Inhibition of Cdc42 increases contact guidance–mediated decision making of MDA-MB-231 and HT1080 cells. MDA-MB-231 or HT1080 cells were treated with ML141 (20 µM) or VC. In separate experiments, MDA-MB-231 cells were transfected with control (ctrl) siRNA or siRNA-targeting Cdc42. A, B) Fractions of contact-guided MDA-MB-231 cells (A) and HT1080 cells (B) during the decision-making process.
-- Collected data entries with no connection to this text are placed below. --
PR #1738, opened 2023-10-30
🐛 loadbalancer: resolve ControlPlaneEndpoint.Host when needed

### LINKED ISSUE #1714: We assume ControlPlaneEndpoint.Host is IP address
/kind bug

From code inspection, we set fixedIPAddress to ControlPlaneEndpoint.Host if not using APIServer FloatingIP: https://github.com/kubernetes-sigs/cluster-api-provider-openstack/blob/62d9d76feaf0cf876e52138cde8c52d1ceb8e00b/pkg/cloud/services/loadbalancer/loadbalancer.go#L54-L59

We then pass that to getOrCreateLoadBalancer, which expects it to be a VipAddress: https://github.com/kubernetes-sigs/cluster-api-provider-openstack/blob/62d9d76feaf0cf876e52138cde8c52d1ceb8e00b/pkg/cloud/services/loadbalancer/loadbalancer.go#L174-L182

However, ControlPlaneEndpoint.Host is not required to be an IP address. It may be a DNS name.

Same when creating the load balancer FIP: https://github.com/kubernetes-sigs/cluster-api-provider-openstack/blob/62d9d76feaf0cf876e52138cde8c52d1ceb8e00b/pkg/cloud/services/loadbalancer/loadbalancer.go#L92-L97

EmilienM:

`ControlPlaneEndpoint.Host` is not guaranteed to be an IP address, it
can also be an hostname.

Now we'll try to lookup the hostname if it's not an IP and set that for
the LB VipAddress.

Fixes #1714

Unit tests are tricky. We stub the call to net.LookupHost to avoid actual DNS lookups.

- [X] squashed commits
- if necessary:
  - [X] includes documentation
  - [X] adds unit tests

### DIFF
--- a/pkg/cloud/services/loadbalancer/loadbalancer.go
+++ b/pkg/cloud/services/loadbalancer/loadbalancer.go
@@ -17,8 +17,10 @@ limitations under the License.
 package loadbalancer
 
 import (
+	"context"
 	"errors"
 	"fmt"
+	"net"
 	"slices"
 	"time"
 
@@ -27,7 +29,7 @@ import (
 	"github.com/gophercloud/gophercloud/openstack/loadbalancer/v2/monitors"
 	"github.com/gophercloud/gophercloud/openstack/loadbalancer/v2/pools"
 	"k8s.io/apimachinery/pkg/util/wait"
-	"k8s.io/utils/net"
+	utilsnet "k8s.io/utils/net"
 	clusterv1 "sigs.k8s.io/cluster-api/api/v1beta1"
 	"sigs.k8s.io/cluster-api/util"
 
@@ -42,10 +44,28 @@ import (
 const (
 	networkPrefix   string = "k8s-clusterapi"
 	kubeapiLBSuffix string = "kubeapi"
+	resolvedMsg     string = "ControlPlaneEndpoint.Host is not an IP address, using the first resolved IP address"
 )
 
 const loadBalancerProvisioningStatusActive = "ACTIVE"
 
+// We wrap the LookupHost function in a variable to allow overriding it in unit tests.
+//
+//nolint:gocritic
+var lookupHost = func(host string) (string, error) {
+	ctx, cancel := context.WithTimeout(context.TODO(), 30*time.Second)
+	defer cancel()
+	ips, err := net.DefaultResolver.LookupHost(ctx, host)
+	if err != nil {
+		return "", err
+	}
+	if ip := net.ParseIP(ips[0]); ip == nil {
+		return "", fmt.Errorf("failed to resolve IP address for host %s", host)
+	}
+	return ips[0], nil
+}
+
+// ReconcileLoadBalancer reconciles the load balancer for the given cluster.
 func (s *Service) ReconcileLoadBalancer(openStackCluster *infrav1.OpenStackCluster, clusterName string, apiServerPort int) (bool, error) {
 	loadBalancerName := getLoadBalancerName(clusterName)
 	s.scope.Logger().Info("Reconciling load balancer", "name", loadBalancerName)
@@ -57,13 +77,18 @@ func (s *Service) ReconcileLoadBalancer(openStackCluster *infrav1.OpenStackClust
 	}
 
 	var fixedIPAddress string
+	var err error
+
 	switch {
 	case lbStatus.InternalIP != "":
 		fixedIPAddress = lbStatus.InternalIP
 	case openStackCluster.Spec.APIServerFixedIP != "":
 		fixedIPAddress = openStackCluster.Spec.APIServerFixedIP
 	case openStackCluster.Spec.DisableAPIServerFloatingIP && openStackCluster.Spec.ControlPlaneEndpoint.IsValid():
-		fixedIPAddress = openStackCluster.Spec.ControlPlaneEndpoint.Host
+		fixedIPAddress, err = lookupHost(openStackCluster.Spec.ControlPlaneEndpoint.Host)
+		if err != nil {
+			return false, fmt.Errorf("lookup host: %w", err)
+		}
 	}
 
 	providers, err := s.loadbalancerClient.ListLoadBalancerProviders()
@@ -108,7 +133,10 @@ func (s *Service) ReconcileLoadBalancer(openStackCluster *infrav1.OpenStackClust
 		case openStackCluster.Spec.APIServerFloatingIP != "":
 			floatingIPAddress = openStackCluster.Spec.APIServerFloatingIP
 		case openStackCluster.Spec.ControlPlaneEndpoint.IsValid():
-			floatingIPAddress = openStackCluster.Spec.ControlPlaneEndpoint.Host
+			floatingIPAddress, err = lookupHost(openStackCluster.Spec.ControlPlaneEndpoint.Host)
+			if err != nil {
+				return false, fmt.Errorf("lookup host: %w", err)
+			}
 		}
 		fp, err := s.networkingService.GetOrCreateFloatingIP(openStackCluster, openStackCluster, clusterName, floatingIPAddress)
 		if err != nil {
@@ -308,9 +336,9 @@ func validateIPs(openStackCluster *infrav1.OpenStackCluster, definedCIDRs []stri
 
 	for _, v := range definedCIDRs {
 		switch {
-		case net.IsIPv4String(v):
+		case utilsnet.IsIPv4String(v):
 			marshaledCIDRs = append(marshaledCIDRs, v+"/32")
-		case net.IsIPv4CIDRString(v):
+		case utilsnet.IsIPv4CIDRString(v):
 			marshaledCIDRs = append(marshaledCIDRs, v)
 		default:
 			record.Warnf(openStackCluster, "FailedIPAddressValidation", "%s is not a valid IPv4 nor CIDR address and will not get applied to allowed_cidrs", v)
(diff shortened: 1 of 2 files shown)


pkg/cloud/services/loadbalancer/loadbalancer.go
```diff
@@ -46,16 +47,29 @@ const (
 
 const loadBalancerProvisioningStatusActive = "ACTIVE"
 
+var lookupHost = func(host string) (addrs []string, err error) {
+	if net.ParseIP(host) != nil {
+		return []string{host}, nil
+	}
```
jichenjc, line 53: is it worthy log about the change we are implicitly change from DNS name to IP here?

EmilienM: good point, I'm not sure I added into the right place, see https://github.com/kubernetes-sigs/cluster-api-provider-openstack/pull/1738/files#diff-29cb3ac9349ca04685d8b48d0b1bc13a90e76242d0300fea7ed14f4f71ef2eecR74

EmilienM:
```
 pkg/cloud/services/loadbalancer/loadbalancer_test.go:32: File is not `gci`-ed with --skip-generated -s standard -s default (gci)
	. "github.com/onsi/gomega"
pkg/cloud/services/loadbalancer/loadbalancer_test.go:37: File is not `gci`-ed with --skip-generated -s standard -s default (gci)
	clusterv1 "sigs.k8s.io/cluster-api/api/v1beta1" 
```

I'm not sure why I have this error.

EmilienM:
Thanks for the review @jichenjc - I'll also tag @mdbooth since he reported the issue, I want to make sure he's fine too with the proposal.

pkg/cloud/services/loadbalancer/loadbalancer.go
seanschneeweiss: We could directly call `net.LookupHost` as it either returns the IP if it is an IP already or resolves the host otherwise. https://pkg.go.dev/net#LookupHost 

https://go.dev/play/p/06Zss3v3dnI

pkg/cloud/services/loadbalancer/loadbalancer.go
```diff
@@ -46,16 +47,32 @@ const (
...
+	var err error
+
 	switch {
 	case openStackCluster.Spec.APIServerFixedIP != "":
 		fixedIPAddress = openStackCluster.Spec.APIServerFixedIP
 	case openStackCluster.Spec.DisableAPIServerFloatingIP && openStackCluster.Spec.ControlPlaneEndpoint.IsValid():
-		fixedIPAddress = openStackCluster.Spec.ControlPlaneEndpoint.Host
+		ips, err := lookupHost(openStackCluster.Spec.ControlPlaneEndpoint.Host)
+		if err != nil {
+			return false, err
```
seanschneeweiss, line 70: Might want to wrap the error here
```suggestion
			return false, fmt.Errorf("lookup host: %w", err)
```

pkg/cloud/services/loadbalancer/loadbalancer.go
```diff
@@ -46,16 +47,32 @@ const (
...
 	case openStackCluster.Spec.DisableAPIServerFloatingIP && openStackCluster.Spec.ControlPlaneEndpoint.IsValid():
-		fixedIPAddress = openStackCluster.Spec.ControlPlaneEndpoint.Host
+		ips, err := lookupHost(openStackCluster.Spec.ControlPlaneEndpoint.Host)
+		if err != nil {
+			return false, fmt.Errorf("lookup host: %w", err)
+		}
+		fixedIPAddress = ips[0]
+		if net.ParseIP(fixedIPAddress) == nil {
+			s.scope.Logger().Info("ControlPlaneEndpoint.Host is not an IP address, using the first resolved IP address", "host", openStackCluster.Spec.ControlPlaneEndpoint.Host, "ip", fixedIPAddress)
+		}
```
mdbooth, line 75: This code block feels slightly too long to be duplicated below. Could we DRY this somehow?

pkg/cloud/services/loadbalancer/loadbalancer.go
```diff
@@ -46,16 +47,32 @@ const (
 
 const loadBalancerProvisioningStatusActive = "ACTIVE"
 
+// We wrap the net.LookupHost function in a variable to allow overriding it in unit tests.
```
mdbooth, line 50: Eww, but I don't personally know of a cleaner way to do this. I'll let it pass, but if anybody else knows better... @pierreprinetti maybe?

pkg/cloud/services/loadbalancer/loadbalancer.go
EmilienM: I've put it into a constant. Let me know if that works.

EmilienM:
@mdbooth are we good now or do you expect me to change something else?
Thanks

pkg/cloud/services/loadbalancer/loadbalancer.go
```diff
@@ -42,20 +43,37 @@ import (
...
+	resolvedMsg     string = "ControlPlaneEndpoint.Host is not an IP address, using the first resolved IP address"
 )
 
 const loadBalancerProvisioningStatusActive = "ACTIVE"
 
+// We wrap the net.LookupHost function in a variable to allow overriding it in unit tests.
+//
+//nolint:gocritic
+var lookupHost = func(host string) ([]string, error) {
+	return net.LookupHost(host)
```
mdbooth, line 55: A few things here:

This should probably use Resolver.LookupHost() as documented in net.LookupHost(), but we can't because we don't currently pass the context into this ReconcileLoadBalancer. We should most likely also do that.

I seem to recall we have a forcing function coming soon which will require us to use Context everywhere. So we don't miss this one, which isn't obvious without reading the godocs, could we update it to use Resolver.LookupHost anyway and create a context explicitly to pass in?

Secondly, does this have the correct behaviour when given an IP address? Either way, I wonder if we should check if it's an IP address before calling the resolver and just return it.

pkg/cloud/services/loadbalancer/loadbalancer_test.go
```diff
@@ -38,9 +41,24 @@ func Test_ReconcileLoadBalancer(t *testing.T) {
 	mockCtrl := gomock.NewController(t)
 	defer mockCtrl.Finish()
 
+	// Stub the call to net.LookupHost
+	lookupHost = func(host string) (addrs []string, err error) {
+		if net.ParseIP(host) != nil {
```
mdbooth, line 46: I wonder if we should do this specifically in the non-test function.

pkg/cloud/services/loadbalancer/loadbalancer.go
EmilienM: 1. Using `net.DefaultResolver.LookupHost`: I agree, consider it done in the next patchset.


2. Does this have the correct behaviour when given an IP address? yes:

```golang
// LookupHost looks up the given host using the local resolver.
// It returns a slice of that host's addresses.
func (r *Resolver) LookupHost(ctx context.Context, host string) (addrs []string, err error) {
	// Make sure that no matter what we do later, host=="" is rejected.
	if host == "" {
		return nil, &DNSError{Err: errNoSuchHost.Error(), Name: host, IsNotFound: true}
	}
	if _, err := netip.ParseAddr(host); err == nil {             <----------- HERE
		return []string{host}, nil
	}
	return r.lookupHost(ctx, host)
}
```

pkg/cloud/services/loadbalancer/loadbalancer_test.go
EmilienM: I don't think we need as I pointed out above.

pkg/cloud/services/loadbalancer/loadbalancer.go
pierreprinetti: The alternative that pops to mind is dependency injection: If `ReconcileLoadBalancer` can accept a resolver as an additional argument, I'd inject the resolver from the controller. This `lookupHost` woud then be defined inside the controller, rather than being a global var (which can be dangerous). However, my solution doesn't work if you want to unit-test the controller this way.

If that's what you're looking for:
```Go
type Resolver func(string) ([]string, error)

func (s *Service) ReconcileLoadBalancer(openStackCluster *infrav1.OpenStackCluster, clusterName string, apiServerPort int, lookupHost Resolver) (bool, error) {
```
and in `openstackcluster_controller.go`:
```Go
		resolver := func(host string) ([]string, error) {
			ctx, cancel := context.WithTimeout(context.TODO(), time.Second)
			defer cancel()
			return net.DefaultResolver.LookupHost(ctx, host)
		}
		terminalFailure, err := loadBalancerService.ReconcileLoadBalancer(openStackCluster, clusterName, apiServerPort, resolver)

```

However, my suggestion is not really a game changer.

EmilienM: Thanks Pierre for your analysis. I think the PR is then ready.

EmilienM:
can someone review it again please?

mdbooth (commented):
/approve

pkg/cloud/services/loadbalancer/loadbalancer.go
```diff
@@ -42,10 +44,23 @@ import (
...
+//nolint:gocritic
+var lookupHost = func(host string) ([]string, error) {
+	ctx, cancel := context.WithTimeout(context.TODO(), 30*time.Second)
+	defer cancel()
+	return net.DefaultResolver.LookupHost(ctx, host)
+}
+
+// ReconcileLoadBalancer reconciles the load balancer for the given cluster.
+//
+//nolint:gocyclo // Function requires a lot of conditions to be checked
```
EmilienM, line 63: I'll remove that nolint and do some painful refactoring.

Data show overall fraction of contact-guided cells, and bars show 95% confidence intervals of the fractions. Data were collected and pooled over n ≥ 3 independent experiments. The number of cells assayed for each condition is indicated on the plot. Comparisons between fractions of treated and control cells were analyzed using the 2-population proportion z test. C) Knockdown of Cdc42 in MDA-MB-231 cells was confirmed via Western blot, with actin as loading control. n.s., not significant. *P < 0.05.